Hatred. He nodded, fists clenching. I waggled the gun again. "Good. Here's how it's going to be. I'm walking back out of here with my tools." I patted the bandolier. "You're not going to follow me. Neither are your little friends. If I see any of you, I'm going to do what I just did to you, again. With a twist." I pulled a pouch out of my coat pocket, and before Shu could move I threw a handful of dust over him. "That's metal. Really fine powder. For as long as you stay semisolid, it's going to stay embedded in whatever you're using for substance. Only by completely dispersing will you be rid of it."

"Do you think powder will discommode me?"
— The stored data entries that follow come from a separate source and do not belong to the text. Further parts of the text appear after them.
PR #363, opened 2016-12-30
add subdomains for .fj TLD

alexott:
As per http://domains.fj/public/register.php


sleevi:
Closing as WontFix per https://github.com/publicsuffix/list/pull/360#issuecomment-269956646

PR #367, opened 2016-12-30
add subdomains for .pg TLD

alexott:
as per http://www.unitech.ac.pg/InformationAbout/Services/ICTS/DomainRegistry

### DIFF
--- a/public_suffix_list.dat
+++ b/public_suffix_list.dat
@@ -5316,7 +5316,13 @@ org.pf
 edu.pf
 
 // pg : https://en.wikipedia.org/wiki/.pg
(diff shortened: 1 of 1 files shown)


sleevi:
I'm curious @weppos 's thoughts, but I believe we should reject this change, unless it comes from the registrar.

I can appreciate the more refined accuracy this pull request provides, however, for efficiency sake, I don't believe we should be expanding the wildcard to more specific domains.

sleevi:
Closing as WontFix per https://github.com/publicsuffix/list/pull/360#issuecomment-269956646

PR #368, opened 2016-12-30
add subdomains for .zw TLD

alexott:
.co.zw is handled by http://www.zispa.org.zw/
.ac.zw is at least exists at http://www.uz.ac.zw/
.org.zw is at least registrant itself...


sleevi:
You state it is for .zw, but you're removing .pg

Closing this out.

PR #375, opened 2017-01-05
added remotewd.com

JungSJin:


sleevi:
For historic reference, the justification for this is from https://github.com/publicsuffix/list/pull/356#issuecomment-269579177

PR #385, opened 2017-01-17
Add testurl.cz domain suffix

michalkolar:
We can use *.testurl.cz for our customers projects.

### DIFF
--- a/public_suffix_list.dat
+++ b/public_suffix_list.dat
@@ -11849,4 +11849,8 @@ cc.ua
 inf.ua
 ltd.ua
 
+// WVG : https://www.wvg.cz/
+// Submitted by Michal Kolar <michalkolar@wvg.cz>
+testurl.cz
+
 // ===END PRIVATE DOMAINS===
--- a/public_suffix_list.dat
+++ b/public_suffix_list.dat
@@ -11820,6 +11820,10 @@ remotewd.com
 // Submitted by Yuvi Panda <yuvipanda@wikimedia.org>
 wmflabs.org
 
+// WVG : https://www.wvg.cz/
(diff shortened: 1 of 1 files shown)


michalkolar:
dig TXT _psl.testurl.cz
https://github.com/publicsuffix/list/pull/385

sleevi:
In general, we've declined including "testing" domains, to ensure that the list is useful for everyone and the size does not grow unbounded - can you explain why/how testurl.cz is not a testing domain?

michalkolar:
Testurl project will, for people who do not have their domain and want to try to create a website. I see no reason why it should not go.

sleevi:
The Public Suffix List is (effectively) a finite resource, as all clients wishing to use cookies effectively need to know about all domains. So we're reticent to add domains that are not in the general good for browser users. That is, if it's just a companies testing site, it's questionable.

Beyond that, can you ensure the company name is correct? It looks like the Company Name is "WVG Solutions, s.r.o" - is that correct?

michalkolar:
I understand, we try for a year to add to the list.

Yes, the company is called WVG Solution s.r.o.

sleevi:
@weppos They left editing enabled, so I have resorted and rebased. The outstanding question is whether "testurl" is an appropriate use of the finite resource, given that we've also declined inclusion for things like 'internal testing domains'. Thoughts?

sleevi:
@weppos Ping? I would suggest we close for testing URLs.

weppos:
I agree @sleevi, at this time I don't see this URL a valid option for inclusion just for the fact of being a test URL. Test URLs may also not have the same security requirements of other URLs.

Unless further information that proves this is a production domain are provided, I would not include this domain in the list.

PR #386, opened 2017-01-18
Add onion

### LINKED ISSUE #374: Add .onion
RFC 7686 officially passed through the IETF, which lists .onion as a Special-Use Domain Name

Unlike those names specified in the IANA Special Use list ( https://www.iana.org/assignments/special-use-domain-names/special-use-domain-names.xhtml ), the set of .onion domains extend beyond local resolutions. That is, two clients, both configured to recognize .onion names, both resolve the name to the same party. This is different than, say, .localhost or .example, which will resolve to the local machine.

At present, .onion is captured by the existing implicit '*' in the algorithm, and so adding .onion would not have a meaningful change to the PSL, except in that it will recognize it as a domain 'blessed' by IANA/ICANN, for applications which use the PSL for that purpose.

As noted, "Note that the registration of .onion names does not prohibit IANA from inserting a record into the root zone database to reserve the name."

I'm hoping to use this bug to capture any reasons why it may be desirable to *not* add .onion

sleevi:
While "onion" does not appear within the root zone database, per RFC 7686, it is set aside as a special-use domain name, and explicitly called out as suitable for inclusion by IANA within the root zone database. Unlike other special-use domain names at this time, onion names that comply with RFC 7686 meet the definition of ICP-3 for both community process and a globally unique namespace (through being bound to keys in a process that ensures two clients end up with the same resolution).

Closes #374

### DIFF
--- a/public_suffix_list.dat
+++ b/public_suffix_list.dat
@@ -5280,6 +5280,9 @@ net.om
 org.om
 pro.om
 
+// onion : https://tools.ietf.org/html/rfc7686
+onion
+
 // org : https://en.wikipedia.org/wiki/.org
 org
 


dandiko:
Baver

dnsguru:
Locking this conversation.  If there are comments on this file them as issues and reference this pull request number.

PR #1827, opened 2023-08-09
Automation - Roll back broken 'project' assignment in autopull 

dnsguru:
Stripping out the project/card definition stuff - appears to use a different context of "project" than intended

This rolls back the cause of the https://github.com/publicsuffix/list/pull/1815#issuecomment-1667496019 and fixes the daily ICANN automation


weppos (approved):
👍 

(sorry for the delay, I was on holiday)

Issue #1439, opened 2021-09-28
How to help vs "help" maintain the list - _psl txt record DNS validation crucial


dnsguru:
Hello, gratefully, to those that review the list and submit PR as updates to listings that they are not the admin/registry/manager of.  These help the volunteers keep up the freshness of the PSL, and it is absolutely and always appreciated.

That said, there is a validation step used for ensuring that the NIC or domain owner is in the loop and supports the change, to ensure these are intentional and match their desired namespace operation.  We do this by requiring that a _psl txt record be added on affected zones or domains that matches the PR # - and this helps as connection between the PR and the DNS record show administration proof.

When submitting a PR, understand that we as the PSL maintainers are volunteers and are not resourced to chase up the NIC or adminstrators of domains; while there are some of us who participate in ICANN or who have the opportunity to make presentations inside the TLD registry community and regional ccTLD events to help with awareness of the PSL, and we describe what it is and isn't and all of the benefits to maintaining entries for a ccTLD or gTLD, it is ultimately they the registries who must be involved in at very least approving / showing validation in the DNS.

When submitting a request for a TLD or domain name that you are a third party to, please include within your efforts the outreach to the party that will be affected by the PR and a request to review the change that you've proposed and for them to add the _psl txt leaf into the affected zones so that the change can be approved and merged.

Otherwise, the effort of the submission often sits without update or change, until we ultimately may close it due to absense of response from the administrator or ability to verify it.  These circumastances are bad from our perspective, as we are far too familiar with the loss of some volunteer time to 'disposible effort' that comes from things like #1245 with subsequent rollbacks or where the requestor was 'experimenting'.

So please do the additional outreach and contact the respective domain owner or admins.  And assume this has been tried previously.  No, we do not have a contact list to share, we use the IANA.org db listed contacts for ccTLDs just like anyone.

Thank you to community members and submitters who are taking their time to help offload the burden from us, and hopefully this issue identifies how to ensure that effort is most effective.

Examples: #1437 #1436 #1435 #1432 #1213 #1021 #1032 #1182

sleevi:
@dnsguru Beyond the validation side, this swath of PRs seems to be net-negative (in the bloaty sense). Do you have any concerns with me closing these all as WontFix?

dnsguru:
Can we leave them open for a few weeks?  i will be speaking at centr.org
tech day and they are good reference

sleevi:
Not sure I follow?

[...]

PR #1868, opened 2023-10-07
Update public_suffix_list.dat to include `mil.uk` / `mod.uk`

mbfrias:
Added mod.uk and mil.uk second level domains in use by the Ministry of Defense

https://www.nominet.uk/uk-domains/additional-domains/

### DIFF
--- a/public_suffix_list.dat
+++ b/public_suffix_list.dat
@@ -6710,7 +6710,7 @@ org.zw
 
 // newGTLDs
 
-// List of new gTLDs imported from https://www.icann.org/resources/registries/gtlds/v2/gtlds.json on 2023-12-06T15:14:09Z
+// List of new gTLDs imported from https://www.icann.org/resources/registries/gtlds/v2/gtlds.json on 2023-12-12T15:13:54Z
 // This list is auto-generated, don't edit it manually.
 // aaa : American Automobile Association, Inc.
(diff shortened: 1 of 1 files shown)


dnsguru:
Thank you for taking the tine to raise this PR.  It is an outstanding example of why this project is reviewed by humans.

As mentioned in issue #1439, where third parties signal changes to entries, especially those delegated TLDs direct from IANA / ICANN namespace, and even more particularly gov/mil, there is validation required.

We would certainly want to see DNS proof to ensure the additions are intentional and deliberate and would involve the appropriate administrative parties, and/or proof of nexus with the affected namespace.

These two submitted are not new namespace.  Also, because they have existed for a long period of time, it may be that these are deliberately and intentionally absent in the PSL.

Due to the manner in which presense or absence in the PSL might affect behaviours or how a namespave might be treated by apps or systems that might voluntarily opt to do so, things like the PR are important to confirm are intentional, known changes.

I will be face to face with Nominet Technical staff in two weeks and will review this with them.

dnsguru:
Nominet was spoken to and they pointed to the whois/rdap records for each of these namespaces as indicating that these are each a public suffix, but did not get confirmation that the cookie affectation or other results of PSL listing were desired by the respective namespace operators.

"Yeah, I do. See, because while you have that stuff in you, and I'm using magnetic bullets-" I fired again. This time, the bullet tore through Shu's forearm and took a huge chunk of substance with it, slamming it into the wall behind him to disperse into gas. Shu screamed, an inarticulate sound, and clenched his other hand to the hole in his arm.

I reloaded while he was occupied. "Hurts, doesn't it? Let me tell you what else, fucker. I had a little talk with some people. Remember my GRANDMOTHER?" I was screaming by the end, the gun in his face. Shu had gone still. He nodded, once, carefully. I drew back. "Good. Then perhaps you'll remember her when she was younger?" He nodded again, still not moving much. "Then remember this, Shu." I walked backwards towards the door. When I reached it, I opened it behind me without looking, and holstered the gun. He stood in the workshop, watching. There was a slight disturbance around him which I gathered to be the sylphs attempting to congeal.
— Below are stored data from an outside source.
PR #1896, opened 2023-11-16
Remove trailing whitespace

wangweij:
Remove the single trailing whitespace in the whole text.


simon-friedberger (commented):
LGTM but also fixed in https://github.com/publicsuffix/list/pull/1894

PR #1901, opened 2023-11-20
Introduce Go Modules to tooling

aaomidi:
Solves #1897 - also spoken of here: https://github.com/publicsuffix/list/issues/1325#issuecomment-855462155.

I initially added this with go workspaces, but turns out those aren't actually meant to be pushed (even though, in this specific scenario, they made the commands a little bit cleaner).

I've made sure that none of the existing workflows fail with this change.

I've moved the go tools outside of `tools`. This wasn't absolutely necessary but I didn't want the bash scripts and the go module to live in the same directory -- I think it would've added additional long term cost to keep them in the same directory.

I've updated all the github actions workflows to keep working with the new layout. 

`make test`:

```
~~ redacted
PASS: libpsl_icu_load_dafsa_fuzzer
PASS: libpsl_icu_fuzzer
PASS: libpsl_icu_load_fuzzer
============================================================================
Testsuite summary for libpsl 0.21.2
============================================================================
# TOTAL: 3
# PASS:  3
# SKIP:  0
# XFAIL: 0
# FAIL:  0
# XPASS: 0
# ERROR: 0
============================================================================

~~ redacted

PASS: test-is-public-builtin
PASS: test-is-public
PASS: test-registrable-domain
PASS: test-is-cookie-domain-acceptable
PASS: test-is-public-all
============================================================================
Testsuite summary for libpsl 0.21.2
============================================================================
# TOTAL: 5
# PASS:  5
# SKIP:  0
# XFAIL: 0
# FAIL:  0
# XPASS: 0
# ERROR: 0
============================================================================

```

```
$ ./tools/patchnewgtlds 
++ command -v go
+ '[' -x /usr/local/go/bin/go ']'
++ realpath ./tools/patchnewgtlds
+ SCRIPT=/workspaces/list/tools/patchnewgtlds
++ dirname /workspaces/list/tools/patchnewgtlds
+ BASEDIR=/workspaces/list/tools
+ go run -C /workspaces/list/tools/../newgtlds . -overwrite -psl-dat-file=/workspaces/list/tools/../public_suffix_list.dat
```

PR #1906, opened 2023-11-27
Change the order of flags in github actions workflows.

aaomidi:
Mistake introduced in #1901

Fixes https://github.com/publicsuffix/list/actions/runs/7006982080/job/19060050437

### DIFF
--- a/.github/workflows/test.yml
+++ b/.github/workflows/test.yml
@@ -18,7 +18,7 @@ jobs:
           go-version: 'stable'
 
       - name: Run Go unit tests
-        run: go test -C ./tools .
+        run: go test -C ./tools -v .
 
       - name: Install dependencies
         run: sudo apt install -y autopoint
--- a/.github/workflows/tld-update.yml
+++ b/.github/workflows/tld-update.yml
@@ -26,7 +26,7 @@ jobs:
           go-version: 'stable'
 
       - name: Run unit tests
-        run: go test -v -C ./tools .
+        run: go test -C ./tools -v .
 
       - name: Set current date
         id: get-date


dnsguru:
Why is there a rush?

aaomidi:
I accidentally introduced a bug in #1901 to the github worklow: https://github.com/publicsuffix/list/blob/2d1427a99ee0c3eef8b22d06c4d7099200ed41ac/.github/workflows/tld-update.yml#L29

This caused the last tld-update run to fail: https://github.com/publicsuffix/list/actions/runs/7006982080/job/19060050437

This PR fixes that so we don't have this failure on the next run.

.github/workflows/test.yml
```diff
@@ -18,7 +18,7 @@ jobs:
           go-version: 'stable'
 
       - name: Run Go unit tests
-        run: go test -C ./tools .
+        run: go test -C ./tools -v .
```
weppos, line 21: Out of curiosity, any reason to not have:

```suggestion
        run: cd ./tools && go test -v ./...
```

cpu: Instead of chaining a `cd`, what about using the [working-directory](https://docs.github.com/en/actions/using-workflows/workflow-syntax-for-github-actions#jobsjob_idstepsworking-directory) job config element?

aaomidi: I don't have a strong opinion on how this is done. Up to maintainers to decide this. My main opinion is this is currently breaking the pipeline, so either we rollback #1901, or we accept this as is and revisit it if the need arises?

I do have a preference for using the tools that Go has built in to the toolchain.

"How long do you think it'd take you to reconstitute if your current self was anchored to individual particles buried in the walls?"
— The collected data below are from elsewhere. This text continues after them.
PR #1929, opened 2024-02-02
Add examples of limitations to PR template

### LINKED ISSUE #1889: Add 3rd party limit examples to template
The template currently states:

`__Submitter affirms the following:__ 
\
  * [ ] We are listing *any* third-party limits that we seek to work around in our rationale such as those between IOS 14.5+ and Facebook (see [Issue #1245](https://github.com/publicsuffix/list/issues/1245) as a well-documented example)`

I have not seen any such claims in the issues I have reviewed so far. If we actually want this information. I think it would be a good idea to add an additional list with some examples as follows:

  * [ ] We are listing *any* third-party limits that we seek to work around in our rationale such as those between IOS 14.5+ and Facebook (see [Issue #1245](https://github.com/publicsuffix/list/issues/1245) as a well-documented example)`
    - [Cloudflare](https://developers.cloudflare.com/learning-paths/get-started/add-domain-to-cf/add-site/) 
    - [Letsencrypt](https://letsencrypt.org/docs/rate-limits/)
    -  ...add others, remove irrelevant...

simon-friedberger:
Fixes #1889 

Note: These are the only external links that I am aware of.

### DIFF
--- a/.github/pull_request_template.md
+++ b/.github/pull_request_template.md
@@ -45,6 +45,9 @@ to submit entries to the PSL as a means to work around those limits or
 restrictions.
 -->
   * [ ] We are listing *any* third-party limits that we seek to work around in our rationale such as those between IOS 14.5+ and Facebook (see [Issue #1245](https://github.com/publicsuffix/list/issues/1245) as a well-documented example)
+    - [Cloudflare](https://developers.cloudflare.com/learning-paths/get-started/add-domain-to-cf/add-site/)
+    - [Letsencrypt](https://letsencrypt.org/docs/rate-limits/)
+    - <UPDATE THIS LIST WITH YOUR LIMITATIONS!>
 
 <!--
 The purpose of the question above is to expose limit workarounds.


dnsguru:
this should actually get more enumerated vs leaving that open in the Pull Request - it looks like [TBD] and incomplete

I artuculated a couple in the FB/IOS issue

suggest we close this and get some more in the issue and reopen once theres 4 or more to add here.

the key issue is pushing back on well-funded companies and salaried people punting their responsibilities onto volunteer-run resources.  it is a slap in the face to volunteers and sends a signal they have zero or less value.

dnsguru:
Clarity is likely not the issue - across 15+ years what I have found is that it needs to be somewhat structured or it will not get an answer...

simon-friedberger:
I could extend the list with:
* Facebook Pixel
* Apple IOS PCM
if you think that's an improvement.

Generally, I think this is better than the current situation so I would like to merge it even if it's not the ideal end-state.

He glared at me. That was the answer I needed. "Well, good."

I flipped the second stun grenade at him and slipped out, closing the door behind me and leaning against the wall. Something hit the door once, a half-hearted impact, and then there was another incredibly loud noise. I sagged, mouth open to reduce the shock, and then walked through the sudden howl of fire alarms to the stairs.

When I left the building and headed uptown towards home, I passed ten or twenty firefighters rushing in past me. They didn't give me a second look. I pictured them flooding the workshop with water and grinned at the thought of Shu washing down that drain in a myriad tiny particles, god of the Air sluiced into the realm of water.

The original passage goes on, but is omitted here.